# No box, no problem!



## crazyboy (Nov 8, 2008)

Yes that is the mounting plate for a luminary mounted right to the wall, yes that is a metal hvac duct behind it, and yes it was mounted with 2.5 in sheetrock screws right into the duct.


----------



## wildleg (Apr 12, 2009)

awesome


----------



## Minuteman (Dec 29, 2007)

At least the splice will be cool during the A/C season. :laughing:


----------



## Kevin J (Dec 11, 2008)

Use a unibit and make a hole in the duct. That way, the fixture gets a little extra cooling and you can use a higher wattage bulb.


----------



## B4T (Feb 10, 2009)

That is why I hate putting tape on wirenuts. It always looks like HO did the install.
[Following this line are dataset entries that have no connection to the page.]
PR #4311, opened 2026-06-25
test(engine): regression test for Once Upon a Time first-spell free cast (#787)

### LINKED ISSUE #787: Once Upon a Time — I haven't cast a spell yet this game and it's not castable for free as it should be
Reported in Discord: https://discord.com/channels/1485498006781427802/1507092806207016960/1507092806207016960

**Thread:** Once Upon a Time
**Cards:** _none detected_

## Summary
I haven't cast a spell yet this game and it's not castable for free as it should be

---
<sub>report_id: `discord:1507092806207016960:1507092806207016960:0` · discord: `1507092806207016960/1507092806207016960`</sub>

kiannidev:
## Summary

Closes #787. Once Upon a Time — "If this spell is the first spell you've cast this game, you may cast it without paying its mana cost." — was reported as not castable for free as the first spell of the game.

Investigating against current `main`, the full pipeline is already in place and correct:

- **Parser** emits `SpellCastingOption::CastWithoutManaCost` gated by `ParsedCondition::FirstSpellThisGame`.
- **Synthesis** lowers it onto `CardFace.casting_options`; **rehydration** copies it to `GameObject.casting_options` (`printed_cards.rs`).
- **Casting** evaluates `FirstSpellThisGame` (`spells_cast_this_game[player] == 0`) so the free alternative cost (CR 601.2b/118.9) makes the spell castable with no mana.

What was missing was **end-to-end coverage** for this card, so a future regression would go unnoticed. This PR adds that.

## Changes

- New integration test `issue_787_once_upon_a_time.rs` driving the real database-parsed card.
- Adds `Once Upon a Time` to the integration card fixture (`integration_cards.json`).

## Test plan

The test asserts, using the real parsed card via `shared_card_db()`:

- [x] With no mana and no spell cast this game, `can_cast_object_now` is `true` (the reported symptom).
- [x] Casting offers `OptionalCostChoice { Choice(NoCost, printed) }` and, when the free branch is chosen, the spell lands on the stack.
- [x] After a spell has been cast this game, the free-cast window closes — with no mana it is uncastable (discriminates the gate from an unconditional free cast).
- [x] `cargo fmt --all -- --check`, `cargo clippy -p engine --tests`, parser/engine-authority/test-card-data-load gates
- [x] Full `cargo test -p engine --test integration` green (1534 passed)


matthewevans (changes requested):
Thanks for narrowing this to proof coverage. I’m holding this as a test-quality issue rather than an implementation concern.

[HIGH] The regression proof manually mutates `spells_cast_this_game` to show the gate closes, but it never proves that the real `CastSpell` path increments that counter when Once Upon a Time is cast. That leaves a meaningful regression untested: a future change could keep this test green while allowing first-spell-gated free casts to remain available after the actual cast pipeline runs. Gemini’s comment is right on this point. Please assert the counter after `DecideOptionalCost { pay: true }` (or otherwise prove a second first-spell-gated free cast is unavailable through the real pipeline), so the test satisfies the PR proof bar.

kiannidev:
Thanks — addressed in the latest push (also rebased onto current `main`).

The regression now proves the gate closes through the **real** cast pipeline, not just the hand-mutated counter:

- After `DecideOptionalCost { pay: true }` puts Once Upon a Time on the stack, assert `spells_cast_this_game[P0] == 1` (the actual `CastSpell` path recorded it).
- Added a second copy to hand and assert `can_cast_object_now` returns `false` for it with no mana — so a future regression that fails to record the cast (leaving first-spell-gated free casts available) would now fail this test.

`cargo fmt`, the `issue_787` test, and the minimal fixture diff (adds only `once upon a time`) are green locally.

matthewevans (commented):
VERDICT: approve-pending-CI

The follow-up addresses the proof blocker from my prior review. The regression now asserts the real cast pipeline increments `spells_cast_this_game` after choosing the free alternative, and the second-copy `can_cast_object_now == false` check proves the first-spell-gated free-cast window closes through the actual cast rather than a manually-mutated counter. Gemini’s valid concern is addressed.

Held for exact-head CI only. No formal approval, label, or enqueue until CI is green/current and the repush guard holds.

matthewevans (approved):
Approved after exact-head CI went green and the follow-up addressed the proof blocker. The test now proves the real cast pipeline increments `spells_cast_this_game` and that a second Once Upon a Time is not free-castable with no mana, so Gemini's concern is resolved.

PR #4312, opened 2026-06-25
perf(combat): hoist O(battlefield²) static scan out of legality loops

matthewevans:
## Problem

Combat block/attack legality is **O(battlefield²)** on large boards. The legal-blocker/attacker validation loops in `combat.rs` iterate all of `state.battlefield`, and for each candidate previously called `blocker_has_cant_block_static` / `block_restriction_statics_against` — each of which invokes the **uncached** `game_functioning_statics` / `battlefield_functioning_statics` iterators (a full battlefield walk + per-object `static_definitions` flat-map, with `matches_target_filter` nested inside).

Profiled on a real checkpoint (The Unbeatable Squirrel Girl deck — **702 Squirrel tokens, 760 battlefield permanents**, turn 39): a human priority pass took **1.77s** for 4 legal actions; AI `choose_action` took **12.8s**. `sample` self-time was dominated by `game_functioning_statics` and the combat block-restriction stack.

## Fix

Hoist the loop-invariant "find statics of the relevant `StaticMode` across the battlefield" step **out** of the per-candidate loops. Collect the small CantBlock / CantBeBlocked\* / BlockRestriction / MustBeBlocked\* sets **once per legality pass** into owned `Vec<(ObjectId, StaticDefinition)>` slices, then per candidate run only the affected-filter + condition check against that tiny precomputed set via `*_from_precomputed` variants.

**Rules-correctness preserved (pure perf refactor):** the precomputed iterators clone `StaticDefinition` but re-resolve the source `ObjectId` **live** each iteration (`state.objects.get(src_id)`), reading only `.id` and a live-re-read `.controller` — so controller-dependent affected-filters and every legality verdict are byte-for-byte identical. Public wrappers (`can_block_pair`, `min_blockers_required`, `max_blockers_allowed`, `block_requirements_for_player`) are retained as thin collect+delegate shims, so the single legality authority and all external callers are unchanged. `phase-ai` threads a `BlockLegalitySlices` snapshot through the AI attacker-selection and block-evaluation paths.

`functioning_abilities.rs` is untouched.

## Measured impact (same checkpoint)

| Metric | Before | After | Δ |
|---|---|---|---|
| raw mean | 275 ms | 92 ms | **−67%** |
| simulation filter | 1.36 s | 399 ms | **−71%** |
| full mean | 1.77 s | 711 ms | **−60%** |
| `choose_action` | 12.8 s | 6.2 s | **−51%** |

## Scope / follow-ups

The residual `choose_action` time is dominated by two **separate, deliberately out-of-scope** costs: the board-global mana-display sweep (the known `dirty-perf` landmine) and per-candidate search simulation. Both warrant their own follow-up tickets and are not addressed here.

## Tests

3 new discriminating tests (precomputed-slice rejection/acceptance, two distinct CantBlock sources both enforced, unblockable attacker still chosen through the real AI path) plus the full existing suite green: 221 engine combat + 62 `combat_ai` + 501 policy tests.

CR annotations: `CR 509.1a/b/c`, `604.1` preserved; the two CantBlock helpers' annotations corrected from `509.1a` (choosing untapped creatures) to `509.1b` (can't-block restrictions).

### DIFF
--- a/crates/engine/src/game/combat.rs
+++ b/crates/engine/src/game/combat.rs
@@ -663,6 +663,7 @@ pub fn collect_must_be_blocked_statics(state: &GameState) -> Vec<(ObjectId, Stat
         .collect()
 }
 
+/// CR 509.1b: Block restriction — these statics make a block declaration illegal.
 /// Re-resolve a precomputed `CantBeBlocked*` static against `attacker_id`,
 /// applying the SAME `affected` + `condition` filter stack as
 /// `block_restriction_statics_against` but without re-walking the battlefield.
@@ -702,6 +703,7 @@ fn block_restriction_statics_against_from_precomputed<'a>(
     })
 }
 
+/// CR 509.1b: Blocker-side restriction ("~ can't block").
 /// Precomputed counterpart of `blocker_restriction_statics_for`.
 fn blocker_restriction_statics_for_from_precomputed<'a>(
     state: &'a GameState,
@@ -735,6 +737,7 @@ fn blocker_restriction_statics_for_from_precomputed<'a>(
     })
 }
 
+/// CR 509.1b: Block-restriction exception ("~ can't block except …").
 /// Precomputed counterpart of `blocker_block_allowed_statics_for`.
 fn blocker_allowed_statics_for_from_precomputed<'a>(
     state: &'a GameState,
@@ -768,6 +771,7 @@ fn blocker_allowed_statics_for_from_precomputed<'a>(
     })
 }
 
+/// CR 509.1c: Block requirement ("~ must be blocked if able").
 /// Precomputed counterpart of `must_be_blocked_statics_for_attacker`.
 fn must_be_blocked_statics_for_attacker_from_precomputed<'a>(
     state: &'a GameState,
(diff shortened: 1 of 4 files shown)


lgray:
Isn't this matching problem (basically a binary clustering) in general smaller than O(n^2), if you consider P/T as a 2d matching grid you can make this NlogN at worst with a kd-tree, better with other more modern algorithms. (abilities make this more complex in consideration but basic P/T matching constrained on minimizing loss of presence/life is not so bad)

matthewevans:
Thanks @lgray — good observation, and you're pointing at something real, but it's a different cost than this PR targets, so let me draw the line clearly.

This PR's O(battlefield²) was **redundant recomputation**: each per-(blocker, attacker) legality check re-walked the entire battlefield collecting block-restriction statics. The fix hoists that scan to once per pass. Block *legality* itself is decided by keyword/static predicates — can't-be-blocked-by, menace, must-be-blocked, block restrictions (CR 509.1a–c) — not by power/toughness, so there's no P/T geometry to index on that path. A 1/1 legally blocks a 100/100.

Where your framing **does** land is the AI's block *value* decision — which of the legal blockers to assign to trade favorably. That's a genuine combinatorial optimization, and 2D-dominance queries on (power, toughness) are exactly what a kd-tree / range-tree does well. Two things keep it off the critical path today: keywords (deathtouch, trample, first strike, indestructible, protection) distort the clean P/T plane, and realistic combats are small (n typically < 20–40), where a flat O(n²) scan beats kd-tree construction on constant factors. The pathological regime is huge token boards — and there the dominant cost was exactly the static re-walk this PR removes.

I'll profile the assignment search to see whether there's a real win hiding at scale; if so I'll open a follow-up. Appreciate the pointer.

PR #4318, opened 2026-06-25
Fix Memory's Journey only allowing one target card (#4255)

### LINKED ISSUE #4255: Memory's Journey only allows one target card
Reported in Discord: https://discord.com/channels/1485498006781427802/1518710531333161061/1518710531333161061

**Thread:** Memorys journey only allowed one target
**Cards:** memory's journey
**Extraction confidence:** follow-up/manual triage

## Summary
Memory's Journey should allow up to three target cards from the targeted player's graveyard, but the game only allows one target card.

### memory's journey
Target player shuffles up to three target cards from their graveyard into their library.
Flashback {G} (You may cast this card from your graveyard for its flashback cost. Then exile it.)

---
<sub>report_id: `discord:1518710531333161061:1518710531333161061:0` · discord: `1518710531333161061/1518710531333161061`</sub>

kiannidev:
## Summary
Fixes #4255. Memory's Journey reads "Target player shuffles **up to three target cards** from their graveyard into their library," but the engine only surfaced a single target slot.

Root cause: the targeted-shuffle-to-library parser dropped the "up to N target" quantifier. `parse_target` strips the quantifier and returns only the filter, so the `MultiTargetSpec` count was never captured on the `ChangeZone` clause. Additionally, in the subject-shift path ("Target player shuffles …"), the inner `ChangeZone` sub-ability was built without copying the clause's `multi_target`, so even when present the count landed on the singular player `TargetOnly` wrapper instead of the card slot.

## Fix
- Capture the "up to N target" count as a `MultiTargetSpec` in the `TargetedChangeZoneToLibrary` shuffle path via the existing `strip_optional_target_prefix` building block (CR 115.1d).
- Propagate that `multi_target` onto the inner `ChangeZone` sub-ability when a subject-shifted player-target wrapper is built, so the card-target count rides the `ChangeZone` slot rather than the player slot.

The engine already surfaces N target slots and moves all chosen cards when `ChangeZone` carries `multi_target` (cf. the Pit of Offerings flow), so this is purely a parse-time count-propagation fix at the correct seam.

## Files changed
- `crates/engine/src/parser/oracle_ir/ast.rs`
- `crates/engine/src/parser/oracle_effect/imperative.rs`
- `crates/engine/src/parser/oracle_effect/mod.rs`

## CR references
- CR 115.1d — "up to N" target counts (zero-to-N selection)

## Track
Developer

## LLM
Model: claude-opus-4.8
Thinking: high

## Verification
- `cargo fmt --all` — clean
- `cargo test -p engine --lib parser::` — 6703 pass / 0 fail (includes new regression test `memorys_journey_up_to_three_targets_survives_to_change_zone`, which drives the full `parse_effect_chain` pipeline and fails if reverted)

## Scope Expansion
None.

## Validation Failures
None.

## CI Failures
None.

### DIFF
--- a/crates/engine/src/parser/oracle_effect/imperative.rs
+++ b/crates/engine/src/parser/oracle_effect/imperative.rs
@@ -5644,6 +5644,12 @@ pub(super) fn parse_shuffle_ast(text: &str, lower: &str) -> Option<ShuffleImpera
                 value((), alt((tag("all "), tag("each ")))).parse(input)
             })
             .is_some();
+            // CR 115.1d: "shuffle up to N target cards from <zone> into <library>"
+            // (Memory's Journey) carries an "up to N" count on the target slot.
+            // Recover it as a `MultiTargetSpec` so the lowering surfaces N slots;
+            // `parse_target` itself strips the quantifier and only returns the
+            // filter. The mass-move (`all`) form ignores it.
+            let (_, multi_target) = super::strip_optional_target_prefix(after_shuffle);
             let (target, _) = parse_target(after_shuffle);
             let origin = if nom_primitives::scan_contains(lower, "graveyard") {
                 Some(Zone::Graveyard)
@@ -5658,6 +5664,7 @@ pub(super) fn parse_shuffle_ast(text: &str, lower: &str) -> Option<ShuffleImpera
                 target,
                 origin,
                 all,
+                multi_target: if all { None } else { multi_target },
             });
         }
     }
@@ -5740,6 +5747,7 @@ pub(super) fn lower_shuffle_ast(ast: ShuffleImperativeAst) -> ParsedEffectClause
             target,
             origin,
             all,
+            multi_target,
         } => {
             // CR 400.6: "shuffle all <filter> from <zone> into your library"
             // (Elixir) is a mandatory mass move of every eligible object — no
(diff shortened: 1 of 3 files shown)


matthewevans (commented):
VERDICT: approve-pending-CI

I reviewed head `48b517359718653145d0198e212364253bef606f` via the GitHub API patch, the isolated worktree, and the Gemini thread. The fix is at the right seam: the shuffle imperative AST now carries the `MultiTargetSpec`, and lowering moves that spec onto the inner `ChangeZone` sub-ability so Memory's Journey has the singular player target plus the variable card-target set. Existing target-slot code already recurses through sub-abilities and expands finite multi-target specs, so the changed parser/lowering path is the correct place to prove this.

Gemini's note about reusing the stripped remainder is not a blocker on this head. `parse_target` is already the target-grammar authority that handles optional target prefixes; the separate `strip_optional_target_prefix` call is only recovering the count. A small cleanup would be fine, but I don't see a correctness issue from the current shape.

Holding formal approval, labeling, and enqueue until exact-head CI finishes green/current and the repush guard still holds.

matthewevans (approved):
Approved at exact head `48b517359718653145d0198e212364253bef606f` after CI completed green and the repush guard held. The Memory's Journey fix is at the parser/lowering seam, extends to the targeted-shuffle card class shown by parse-diff, and keeps runtime target-slot behavior on the existing multi-target ChangeZone path.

I always pull on the wirenut and with a half twist, it comes right off :no:


----------



## RePhase277 (Feb 5, 2008)

I don't care what you found! I'm not giving back the $25 I made on that job.


----------



## crazyboy (Nov 8, 2008)

I thought peter did it?


----------



## LGLS (Nov 10, 2007)

Back in the 80's those 4-5 bulb strip lights were all the rage in bathrooms, no boxes, just direct fed the fixture from a stubbed out cable.


----------



## B4T (Feb 10, 2009)

LawnGuyLandSparky said:


> Back in the 80's those 4-5 bulb strip lights were all the rage in bathrooms, no boxes, just direct fed the fixture from a stubbed out cable.


But they came with a solid backplate that had 1/2 knockouts to bring the wire into :blink:


----------



## LGLS (Nov 10, 2007)

Black4Truck said:


> But they came with a solid backplate that had 1/2 knockouts to bring the wire into :blink:


True, but I suggest that aside from the missing cable clamp, the fixture canopy that would attach to the OP's photo is no different than a 1/2" pancake box. Compliant? No. Has a certian disaster been averted? I wouldn't go that far.


----------



## Bob Badger (Apr 19, 2009)

LawnGuyLandSparky said:


> Back in the 80's those 4-5 bulb strip lights were all the rage in bathrooms, no boxes, just direct fed the fixture from a stubbed out cable.


Oh the memories, how many of those did I put up :laughing:

Some of those fixtures could legally be mounted without boxes, others could not be.


----------



## Magnettica (Jan 23, 2007)

Is this for a bathroom vanity light or somewhere else?

Cus' if it's for a bathroom vanity light the HVAC guy who installed it is the dumbest guy on the planet.


----------



## steelersman (Mar 15, 2009)

Bob Badger said:


> Oh the memories, how many of those did I put up :laughing:
> 
> Some of those fixtures could legally be mounted without boxes, others could not be.


As far as I know they all were legal to put up without a box because the backplate was the J box.


----------



## nrp3 (Jan 24, 2009)

Thumbs up for the plumbers who always seem to put the stink pipe right where my box needs to go... Three or four inches in either direction would be great.


----------



## steelersman (Mar 15, 2009)

nrp3 said:


> Thumbs up for the plumbers who always seem to put the stink pipe right where my box needs to go... Three or four inches in either direction would be great.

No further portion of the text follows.